Мы оставим пока открытым вопрос о том, что является причиной движения в сторону «стеклянной любви», заполонившей все страны, где звучала известная проповедь смирения. Здесь мы коснемся только некоторых мотивов поэзии Соловьева, имеющих отношение к «обледенению сердца».

Про это «обледеневшее» сердце поэт говорит с ужасающей откровенностью:

Утомлено годами долгой муки.

Ненужной лжи, отчаяния и скуки,

Оно сдалось и смолкло пред судьбой.

И как среди песков степи безводной

Белеет ряд покинутых гробов…

Так в памяти моей найдут покой холодный

Гробницы светлых грез моей любви бесплодной,

Невыраженных чувств, невысказанных слов.

Однако поэзия Соловьева является для нас не только прекрасной мраморной гробницей его «бесплодной любви».

Самое важное и сокровенное поэзии Соловьева – ее пророческий характер. Искусство имело для Соловьева значение лишь как пророческое служение, как «предварение совершенной красоты», и служило переходом и связующим звеном между красотою природы и красотою будущей жизни. «Но идеал искусства не в предварении, а в осуществлении – в подвиге Пигмалиона, оживившего камень, в подвиге Орфея, потрясшего всепобедною песнью своды Аида и возвратившего Эвридику»[3].

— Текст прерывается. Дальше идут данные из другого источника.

PR #110, opened 2020-07-04
refactor remapping mechanism to match next-branch behavior

caridy:
This PR is based on the `next` branch, which is very likely going to be removed, but a bunch of goodies from it can be reused on master.

This PR abstracts two main blocks, intrinsics operations and window operations into separate files.

This PR changes the behavior of this library, up until now, when creating a new sandbox, the template to map globals into the new template was driven by the current state of the blue window in browsers. This PR uses the newly created iframe to determine what needs to be remapped, rather than leaking all globals from current blue window.


src/browser-realm.ts
```diff
@@ -1,134 +1,8 @@
...
-    ownKeys,
-    unapply,
-    ReflectGetOwnPropertyDescriptor,
-} from "./shared";
-
-/**
- * - Unforgeable prototype references
- * - Descriptor maps for those unforgeable prototype references
- */
-interface CachedReferencesRecord {
```
caridy, line 21: moved into window.ts

src/browser-realm.ts
```diff
@@ -1,134 +1,8 @@
...
-
-const cachedGlobalMap: WeakMap<typeof globalThis, CachedReferencesRecord> = WeakMapCreate();
-
-/**
- * Given a Window reference, extract a set of references that are important
- * for the sandboxing mechanism, this includes:
- * - Unforgeable prototypes
- * - Descriptor maps for those unforgeable prototypes
- */
-function getCachedReferences(global: typeof globalThis): CachedReferencesRecord {
```
caridy, line 42: moved to window.ts

src/browser-realm.ts
```diff
@@ -1,134 +1,8 @@
...
-    return record;
-}
-
-/**
- * Initialization operation to capture and cache all unforgeable references
- * and their respective descriptor maps before any other code runs, this
- * usually help because this library runs before anything else that can poison
- * the environment.
- */
-getCachedReferences(globalThis);
```
caridy, line 72: moved to window.ts

src/browser-realm.ts
```diff
@@ -1,134 +1,8 @@
...
- * the installed proxy in the sandbox will point to the patched global
- * API in the blue realm, rather than the original, because we don't have
- * a way to access the original anymore. This should not be a deal-breaker
- * if the patched API behaves according to the spec.
- *
- * The result of this method is a descriptor map that contains everything
- * that will be installed (via the membrane) as global descriptors in
- * the red realm.
- */
-function aggregateGlobalDescriptors(
```
caridy, line 101: moved to window.ts and renamed to be aggregateWindowDescriptors. It adds more unforgeables, and prevents intrinsics override.

src/browser-realm.ts
```diff
@@ -191,46 +65,26 @@ function removeIframe(iframe: HTMLIFrameElement) {
...
-    // remapping unforgeable objects
-    env.remap(redRefs.document, blueRefs.document); // no descriptors needed, document.location is unforgeable
-    env.remap(redRefs.EventTargetProto, blueRefs.EventTargetProto, blueRefs.EventTargetProtoDescriptors);
-    env.remap(redRefs.WindowPropertiesProto, blueRefs.WindowPropertiesProto, blueRefs.WindowPropertiesProtoDescriptors);
-    env.remap(redRefs.WindowProto, blueRefs.WindowProto, blueRefs.WindowProtoDescriptors);
-
-    // adjusting proto chains when possible
-    ReflectSetPrototypeOf(redRefs.document, env.getRedValue(blueRefs.DocumentProto));
-
+    linkIntrinsics(env, blueWindow, redWindow);
```
caridy, line 83: abstracting all the operations into methods that can be understood by just reading them

src/browser-realm.ts
```diff
@@ -191,46 +65,26 @@ function removeIframe(iframe: HTMLIFrameElement) {
...
+    linkUnforgeables(env, blueRefs, redRefs);
+    tameDOM(env, blueRefs, redRefs, endowmentsDescriptors);
+    // once we get the iframe info ready, and all mapped, we can proceed to detach the iframe
+    removeIframe(iframe);
```
caridy, line 87: this is not super relevant, but we are now removing the iframe after all the set up is ready. In master, we remove the iframe as soon as we get the window reference. This seems safer, and more predictable for browsers IMO.

src/environment.ts
```diff
@@ -48,29 +41,6 @@ interface SecureEnvironmentOptions {
     distortionMap?: Map<RedProxyTarget, RedProxyTarget>;
 }
 
-// TODO: type this better based on ReflectiveIntrinsicObjectNames
-type ReflectiveIntrinsicsMap = Record<string, any>;
-
-const cachedReflectiveIntrinsicsMap: WeakMap<typeof globalThis, ReflectiveIntrinsicsMap> = WeakMapCreate();
-
-function getReflectiveIntrinsics(global: typeof globalThis): ReflectiveIntrinsicsMap {
```
caridy, line 56: moved to instrincis.ts

src/environment.ts
```diff
@@ -48,29 +41,6 @@ interface SecureEnvironmentOptions {
...
-    // remapping intrinsics that are realm's agnostic
-    for (let i = 0, len = ReflectiveIntrinsicObjectNames.length; i < len; i += 1) {
-        const name = ReflectiveIntrinsicObjectNames[i];
-        reflectiveIntrinsics[name] = global[name];
-    }
-    return reflectiveIntrinsics;
-}
-
-// caching from the blue realm right away to avoid picking up modified entries
-getReflectiveIntrinsics(globalThis);
```
caridy, line 72: moved to instrincis.ts

src/environment.ts
```diff
@@ -105,16 +75,6 @@ export class SecureEnvironment implements MembraneBroker {
         };
         this.getRedValue = redEnvFactory(this, blueHooks);
         this.getBlueValue = blueProxyFactory(this);
-        // remapping intrinsics that are realm's agnostic
```
caridy, line 108: the env instance doesn't do remaps anymore, those are done right after by the caller of this constructor.

src/environment.ts
```diff
@@ -83,7 +53,7 @@ export class SecureEnvironment implements MembraneBroker {
         if (isUndefined(options)) {
             throw ErrorCreate(`Missing SecureEnvironmentOptions options bag.`);
         }
-        const { blueGlobalThis, redGlobalThis, distortionMap } = options;
```
caridy, line 86: this is probably something we can completely eliminate from the env constructor API, since it doesn't use blueGlobalThis anymore, it only needs distortions and red global.

src/environment.ts
```diff
@@ -145,117 +105,53 @@ export class SecureEnvironment implements MembraneBroker {
...
-                        const originalOrDistortedGetter: () => any = WeakMapGet(this.distortionMap, originalGetter) || originalGetter;
-                        currentGetter = function(this: any): RedValue {
-                            const value: BlueValue = apply(originalOrDistortedGetter, env.getBlueValue(this), emptyArray);
-                            return env.getRedValue(value);
-                        };
-                    }
-
-                    blueDescriptor.get = function(): RedValue {
-                        return apply(currentGetter, this, emptyArray);
+    remap(redValue: RedValue, blueValue: BlueValue, blueDescriptors: PropertyDescriptorMap) {
```
caridy, line 108: this is now greatly simplified, and easy to read... the diff doesn't tell you that, but if you look at the actual implementation, it is quite simpler.

src/environment.ts
```diff
@@ -145,117 +105,53 @@ export class SecureEnvironment implements MembraneBroker {
...
                 }
             }
+            ReflectDefineProperty(redValue, key, redDescriptor);
         }
     }
 }
+
+function canRedPropertyBeTamed(redValue: RedValue, key: PropertyKey): boolean {
+    const redDescriptor = ReflectGetOwnPropertyDescriptor(redValue, key);
+    // TODO: what about writable - non-configurable?
```
caridy, line 155: although in browsers we never get a non-configurable writable as a global descriptor, we might want to get this resolved at some point.

src/intrinsics.ts
```diff
@@ -0,0 +1,158 @@
...
+    const globalKeys = ownKeys(endowmentsDescriptors);
+    for (let i = 0, len = globalKeys.length; i < len; i++) {
+        // forcing to string here because of TypeScript's PropertyDescriptorMap definition, which doesn't
+        // support symbols as entries.
+        const key = globalKeys[i] as string;
+        // avoid overriding ECMAScript global names that correspond
+        // to global intrinsics. This guarantee that those entries
+        // will be ignored if present in the endowments object.
+        // TODO: what if the intent is to polyfill one of those
+        // intrinsics?
```
caridy, line 148: in the next branch, we only prevent endowments to redefine global names that can give you access to an undeniable element. This one just avoid endowments that match any of the global intrinsic names all together. That means a endowment for `JSON` will fail to be applied, and will be just ignored.

src/shared.ts
```diff
@@ -80,88 +80,3 @@ export function isFunction(obj: any): obj is Function {
 }
 
 export const emptyArray: [] = [];
-
-export const ESGlobalKeys = SetCreate([
```
caridy, line 84: moved to intrinsics.ts

src/shared.ts
```diff
@@ -80,88 +80,3 @@ export function isFunction(obj: any): obj is Function {
...
-    'escape',
-    'unescape',
-
-    // *** ECMA-402
-    'Intl', // Unstable
-]);
-
-// These are foundational things that should never be wrapped but are equivalent
-// TODO: revisit this list.
-export const ReflectiveIntrinsicObjectNames = [
```
caridy, line 156: move to intrinsics.ts

src/window.ts
```diff
@@ -0,0 +1,199 @@
...
+    delete to.window;
+    delete to.top;
+    // Some DOM APIs do brand checks for TypeArrays and others objects,
+    // in this case, if the API is not dangerous, and works in a detached
+    // iframe, we can let the sandbox to use the iframe's api directly,
+    // instead of remapping it to the blue realm.
+    // TODO [issue #67]: review this list
+    delete to.crypto;
+    // others browser specific undeniable globals
+    delete to.chrome;
```
caridy, line 134: added this one to avoid a warning in chrome.

src/browser-realm.ts
```diff
@@ -191,46 +65,26 @@ function removeIframe(iframe: HTMLIFrameElement) {
...
-    removeIframe(iframe);
-
-    const blueRefs = getCachedReferences(blueGlobalThis);
-    const redRefs = getCachedReferences(redGlobalThis);
-
+    const blueWindow = window;
+    const redWindow = (iframe.contentWindow as WindowProxy).window;
+    const endowmentsDescriptors = getFilteredEndowmentDescriptors(endowments || {});
+    const { eval: redIndirectEval } = redWindow;
+    // extra the global references and descriptors before any interference
```
dejang, line 74:
```suggestion
    // extract the global references and descriptors before any interference
```

manuel-jasso:
First piece of good news: tests now pass in Firefox again! 🎉

src/browser-realm.ts
manuel-jasso: Makes sense!

Related but not the same, I've been thinking for local debug purposes to detach the iframe only when `process.env.NODE_ENV !== 'production'`, and also maybe do other safety checks, more logging, etc.

src/environment.ts
manuel-jasso: Yes, this reads much better!

Right away noticed `blueValue` param is declared but never used, kind of make sense, we have the `blueDescriptors`.

src/browser-realm.ts
manuel-jasso: Correction: "_...detach the iframe only when `process.env.NODE_ENV === 'production'`..._"

src/environment.ts
manuel-jasso: Good abstraction! But writable non-configurable is semantically okay, no?

src/environment.ts
```diff
@@ -145,117 +105,53 @@ export class SecureEnvironment implements MembraneBroker {
...
-                        currentGetter = function(this: any): RedValue {
-                            const value: BlueValue = apply(originalOrDistortedGetter, env.getBlueValue(this), emptyArray);
-                            return env.getRedValue(value);
-                        };
-                    }
-
-                    blueDescriptor.get = function(): RedValue {
-                        return apply(currentGetter, this, emptyArray);
+    remap(redValue: RedValue, blueValue: BlueValue, blueDescriptors: PropertyDescriptorMap) {
+        const broker = this;
```
manuel-jasso, line 109: 👍

src/window.ts
```diff
@@ -0,0 +1,199 @@
...
+    const to: PropertyDescriptorMap = ObjectCreate(null);
+    const baseKeys = ownKeys(redDescriptors);
+    for (let i = 0, len = baseKeys.length; i < len; i++) {
+        const key = baseKeys[i] as string;
+        to[key] = blueDescriptors[key];
+    }
+    return to;
+}
+
+export function tameDOM(env: SecureEnvironment, blueRefs: CachedReferencesRecord, redRefs: CachedReferencesRecord, endowmentsDescriptors: PropertyDescriptorMap) {
```
manuel-jasso, line 169: This reads much better as well

src/browser-realm.ts
caridy: yeah, we can do that, what I will do is to make that configurable in this library, because this library doesn't know anything about prod/dev, and locker/sandbox can pass that configuration (keepAlive: true) when needed.

src/environment.ts
caridy: yes, in theory, we could diff the current descriptor against the new descriptor, we could passed as argument, and determine that only the value is changing, in which case it can be tamed since it is writable.

src/environment.ts
```diff
@@ -145,117 +105,53 @@ export class SecureEnvironment implements MembraneBroker {
...
+        for (const key in blueDescriptors) {
```
jdalton, line 110: `for-in` susceptible to prototype pollution?

caridy: will fix.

«Предварения совершенной красоты» – по Соловьеву – бывают трех родов: во-первых, косвенное, чрез отражение идеала от несоответствующей ему среды, типически усиленной художником для большей яркости отражения; во-вторых, косвенное, чрез усиление (потенцирование) данной красоты, чрез воспроизведение явлений в сосредоточенном, очищенном, идеализованном виде; в-третьих, прямое или магическое, когда глубочайшие внутренние состояния, связывающие нас с подлинною сущностью вещей и с нездешним миром (или с бытием an sich всего существующего), прорываясь сквозь всякие условности и материальные ограничения, находят себе прямое и полное выражение в прекрасных звуках и словах (музыка и отчасти чистая лирика[4]).

Нетрудно заметить, что последнее толкование искусства почти совпадает с теорией так называемого «нового искусства». Но, несмотря на внутреннее родство этих теорий, Вл. Соловьев, как известно, встретил с необычайной враждебностью русских символистов и декадентов. Это объясняется, разумеется, тем демоническим началом, которым сразу окрасилась русская новая поэзия. Впрочем, первые опыты были так неудачны, что осмеяние их было слишком нетрудной задачей… Несомненно, что, осмеивая молодых поэтов, Вл. Соловьев понимал те опасные возможности, которые заключались в их юношеской игре с огнем. Соловьев слишком хорошо понимал сокровенное этого искусства: в примечании к статье «Общий смысл искусства» (III глава, 79 стр.) Соловьев пишет между прочим, что существуют «лирические стихотворения (а также лирические места в некоторых поэмах и драмах), эстетическое впечатление которых не исчерпывается теми мыслями и образами, из которых состоит их словесное содержание».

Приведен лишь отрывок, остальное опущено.